From Wikipedia, the free encyclopedia

Archives: 1

Contents

[edit] Is that really 3NF?

I'm not really an expert on the subject but from my understanding, I suspect there's an error in the BNCF section. There's an example provided in the BCNF section that is as follows...

BEGIN QUOTE

Example of a relation that is in 3NF form but not in BCNF:

Relation: {A,B,C,D} AB is a candidate key, BC is candidate key and A->C.

END QUOTE

For a relation to be in 3NF, it has to satisfy the conditions of 2NF too, and therefore 1NF.

In this example, AB is a candidate key, and A->C so there's partial dependency if that is chosen as the PK. BC is a candidate key, and C->A (since A->C) so there's partial dependency if that becomes the PK. Doesn't that violate the conditions for 2NF, and therefore the 3NF?

K nitin r 06:55, 10 July 2006 (UTC)


I guess the example isn't very clear. There's a better example available at:

[1]

K nitin r 07:20, 10 July 2006 (UTC)

[edit] Normalization: not just for relational databases...or is it?

I've used the phrase "poorly normalized" as a way of characterizing all kinds of things (the duplication of content between wikipedia articles, for example). This article seems to be talking specifically about the relational model. This article spends its time talking about the formal characteristization of redundancy in relational databases. Do other database forms speak of "normalization"?

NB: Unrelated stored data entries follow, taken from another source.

PR #853, opened 2018-06-22
Add a check before calling "onMoving"

olamothe:
https://coveord.atlassian.net/browse/JSUI-2129

### DIFF
--- a/src/ui/FacetSlider/FacetSlider.ts
+++ b/src/ui/FacetSlider/FacetSlider.ts
@@ -549,7 +549,9 @@ export class FacetSlider extends Component {
           this.slider.drawGraph();
         }
       }
-      this.slider.onMoving();
+      if (this.slider) {
+        this.slider.onMoving();
+      }
     };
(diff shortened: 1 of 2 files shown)


src/ui/FacetSlider/FacetSlider.ts
```diff
@@ -549,7 +549,9 @@ export class FacetSlider extends Component {
           this.slider.drawGraph();
         }
       }
-      this.slider.onMoving();
+      if (this.slider) {
```
samisayegh: Could there be a deeper reason causing the slider not to be instantiated? I would expect the slider to exist before `onResize` is triggered.

olamothe: Slider initialization is delayed after the first query successfully returns, or if it's actually needed to be initialized (eg: it's not visible at the time of initialization).

This is done because the slider is highly dependent on size calculation to render itself (eg: to bind the X axis in pixel to the result set data range).

As such, the initialization is not 100% assured on the first page resize.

In any case, someone made a stub for "redundancy (database)" which I redirected here. That's based on the belief that there isn't enough to talk about on the subject of redundancy that isn't taken care of here or in the general definition of the term. Metaeducation 03:56, 25 October 2005 (UTC)

    • I have been a professional in database technology for 20+ yrs. Prior to there being a relational model I used normalization to design databases. It was most beneficial when designing for a CODASYL database, but it was also helpful for designing a TOTAL or an IMS database. It was even helpful when designing a set of VSAM files (which aren't managed by a DBMS at all). Take a look at IDEF for a description of some of the history of data modeling was applied prior to the advent of relational technology. KeyStroke 04:36, 25 October 2005 (UTC)


[edit] I find this page very hard to understand...

...and I've been working with relational databases for years. I wonder why.

Could you be a little more specific? Remember, we are always seeking to improve the article, so if you could do a little thinking: what was hard to understand? — Ambush Commander(Talk) 03:15, 14 November 2005 (UTC)
I didn't really understand anything either. Now, I don't know much about databases at all, so maybe that's the reason. Honestly, I never understood the whole point of databases at all. People say normalization is one important reason for using databases, but this page didn't enlighten me much. --Apoc2400 02:47, 21 July 2006 (UTC)

I'm not sure I understood this, either, I'm pretty new to relational databases - only been working with them a few years, self-taught on mySQL, but I've had some experience with logic and symbolic logic. I can see how normalization helps the programmer - but it seems to me that normalization is more of a shortcut for programmers than a more AI heavy approach to actually analyzing and reconsidering the presented data might be. But I might be way off-base - I mean, I started learning with flat-files and personally "tweaking" each one - I could see how this could be cumbersome for larger data-sets, but normalization seems like it would lose some very important "facts" (or, in some cases, "opinions" or preferences of the person entering the data) coming in from the different data sources. I'll look into this further, and am limiting myself to only editing the article for readability. Perhaps one of the more experienced database engineers could steer me towards some methods of data reconciliation that doesn't involve removing redundancies, but makes use of them? gnomelock 06:21, 16 August 2006 (UTC)

[edit] How about this?

Look at the examples given on this page:

http://www.troubleshooters.com/littstip/ltnorm.html

Look at the examples, not the text. They are coherent. There are no examples of non-normalized within the normalized forms. Only one example per form. What do you think? I say do it.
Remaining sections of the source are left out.